Помню первый салют, это тоже был 1943 год. Я тогда жил на даче Евгения Михайловича Тареева в Загорянке. Все взрослые вышли и смотрели в сторону Москвы, думали, что увидят салют, – но, конечно, не увидели ничего. Потом таких салютов было много: шла лавина наступления на Запад, наши брали город за городом, и за вечер было иногда до пяти-семи салютов. Взяли более или менее крупный город – салют! Через полчаса опять песня «Широка страна моя родная», Левитан, и опять салют!
День Победы тоже помню. Ночью объявили, что подписана капитуляция. Освещенный подъезд – уже не было затемнения. Люди, выбегающие на площадку, потому что дома невозможно было усидеть. И весь этот день салют.
― Следующий этап в истории – после смерти Сталина, «оттепель».
― После смерти Сталина у многих было ощущение, что стало светлее. Его похороны я тоже прекрасно помню: жуткая лавина, просто людской муравейник на Лубянке и ниже к Театральной площади… Потом был XX съезд, который по нам очень сильно ударил.
У меня была своя эволюция взглядов на личность Сталина. Сначала полное принятие генеральной линии партии, потом колебания, связанные с осуждением. Потом появились общие тенденции к какому-то обелению. Позже, наконец, у меня сложилось свое совершенно четкое впечатление, что это личность, которая никогда не получит однозначной оценки в истории.
На совести Сталина много плохого, и в то же время на его боевом счету есть очень серьезные победы – в том числе разгром ленинской гвардии (простите, кто не согласен со мной, кто считает, как троцкисты, что Россия – хворост для топки революции). Невозможно отрицать роль Сталина в победе в Великой Отечественной войне – но в то же время коллективизацию и репрессии тоже не вычеркнешь из памяти.
― Вы проводили экспертизу последней истории болезни Сталина?
― Да, по просьбе руководства Центрального государственного архива. В 2003 году, к 50-летию со дня смерти Сталина готовилось к печати какое-то издание, но оно так и не вышло, не хватило средств. До сих пор появляются какие-то книги, проводятся исследования с целью выяснить истинную причину смерти Сталина – убийство это было или нет.

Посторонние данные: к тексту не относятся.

PR #427, opened 2018-03-15
Add AS support to common.MakeAuthAPI

APwhitehat:
* Integrate #433 into `common.MakeAuthAPI`
* Update `clientapi.routing` to utilize the AS support.
* Make other Components work ok with the new `common.MakeAuthAPI`, Add "TODO" to help their migration.

### DIFF
--- a/src/github.com/matrix-org/dendrite/clientapi/auth/auth.go
+++ b/src/github.com/matrix-org/dendrite/clientapi/auth/auth.go
@@ -49,25 +49,26 @@ type AccountDatabase interface {
 }
 
 // VerifyUserFromRequest authenticates the HTTP request,
-// on success returns UserID of the requester.
+// on success returns UserID, Device of the requester.
 // Finds local user or an application service user.
+// Note: For an AS user, Device is not present.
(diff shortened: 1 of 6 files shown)


erikjohnston:
Couple of comments:

1. We probably want to refactor `MakeAuthAPI`, its got too many parameters as it is and its confusing
2. I wonder if we should make an `authtypes.Device` for AS users?

APwhitehat:
1. I agree.
2. I thought AS users do not have a device. Did you mean a dummy device with AS service's AccessToken & userID ?

APwhitehat:
Once matrix-org/gomatrixserverlib#92 gets merged, we can remove the "AS_Device" with a const.

anoadragon453:
API endpoints such as this one:
https://github.com/matrix-org/dendrite/blob/78440083dfc8f522e55f11f0fce0f3ea4a103f0b/src/github.com/matrix-org/dendrite/clientapi/routing/createroom.go#L160

still check for information from the accountDB, which fails due to an account not actually existing.

What do you think of the solution of just creating a `sender_localpart` account on startup for each appservice if it doesn't already exist?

После изучения документов я пришел к однозначному выводу. Я держал в руках эту историю болезни, которую и историей болезни-то в современном понимании назвать нельзя. Это были скрепленные скоросшивателем или скрепкой листы, на которых шли записи каждые 15, 20 или 30 минут. Писали дежурившие сестры, врачи; туда вносились решения консилиумов. Видно было, как все эти люди волнуются, как они повторяют одно и то же, как дрожат руки, меняется почерк. Теоретически, конечно, можно подделать любую историю болезни, но именно так не подделаешь. Действительно, это был тяжелейший инсульт, давление, которое не снижалось, потому что снизить его было нечем, лекарств не было.
Заинтересовавшись здоровьем Сталина, я изучил и его историю болезни из архива партии, датированную 1926 годом. Сами бланки, видимо, были старые, дореволюционные, потому что там была такая графа – вероисповедание. У Сталина написано: православный. Интересно, он это искренне написал или сострил?

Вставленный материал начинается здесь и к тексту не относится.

PR #431, opened 2018-03-16
Fix http responses in validateRecaptcha

### LINKED ISSUE #421: Bad error types in validateRecaptcha
Shouldn't return BadJSON for everything. https://github.com/matrix-org/dendrite/blob/b72ed3e38c33d9a31eb9dd3441a599e13ee75c4b/src/github.com/matrix-org/dendrite/clientapi/routing/register.go#L175-L238

APwhitehat:
fixes #421


MohitKS5:
Merging this will introduce a huge conflict in refactor! though its a minor change. I would rather change this in `user_interactive_auth_flow.go` than resolving. Or just let it wait for a while.

APwhitehat:
@MohitKS5 I think it would be okay if you could include these changes in your PR at the right place.

src/github.com/matrix-org/dendrite/clientapi/routing/register.go
```diff
@@ -179,8 +179,8 @@ func validateRecaptcha(
 ) *util.JSONResponse {
 	if !cfg.Matrix.RecaptchaEnabled {
 		return &util.JSONResponse{
-			Code: http.StatusBadRequest,
-			JSON: jsonerror.BadJSON("Captcha registration is disabled"),
+			Code: http.StatusServiceUnavailable,
```
richvdh: I think StatusBadRequest is correct here?

APwhitehat: StatusBadRequest would imply there's something wrong with the received JSON which isn't the case here. Service unavailable seems more appropriate.

richvdh: nah, StatusServiceUnavailable is 503. 5xx errors mean "The server is faulty, please try again."

This needs to be a 4xx error.

APwhitehat: ah yes, server isn't faulty.
I'm guessing 403 or 404 ?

― Вы сразу выбрали медицину или были какие-то другие варианты?
― Со стороны кажется, что при такой семье, когда тетя и дядя медики, и выбора-то особого не было, но это не так. В юности я увлекся ядерной физикой. Меня очень интересовала атомная бомба, я много читал на эту тему. Тогда это было на слуху: совсем недавно взорвали первую ядерную бомбу, затем водородную. Хотя школу я закончил с золотой медалью, особенной любви к точным наукам у меня не было, и вскоре я понял, что мне лучше не соваться в эту область.
Любовь была к литературе, и я собирался учиться на журналиста. К тому же, я уже тогда пробовал писать какие-то стихи. Но потом понял – уже тогда, в 1956 году – что писать как журналисту мне придется о том, что «надо», а не о том, что я сочту нужным и интересным, и я оставил мысли о журналистике. Отпали и мысли о «серьезной» филологии: сравнение каких-то древнеболгарских единиц словесности с древнерусскими показалось очень скучным.
В институт с золотой медалью принимали без экзаменов, после собеседования. Его я прошел совсем без блеска. Меня спросили: «Какие предметы вы любите?» Я назвал литературу, а дальше задумался, потому что назвать историю любимым предметом в нашей тогдашней советской редакции я не мог. Назвал физику, и мне задали вопрос – что такое черный свет? А я до сих пор толком не знаю, что это.
Потом меня спросили, какого последнего представителя критического реализма я знаю. Стал думать, кто там? Тургенев? Нет, позже, конечно. Горький? Это уже основоположник социалистического реализма – не то. Мне подсказали – Короленко. Короленко я, конечно, читал кое-что, но мало: «Дети подземелья», маленький отрывок из «Истории моего современника». Потом что-то по-английски спросили, я что-то сказал, и меня приняли.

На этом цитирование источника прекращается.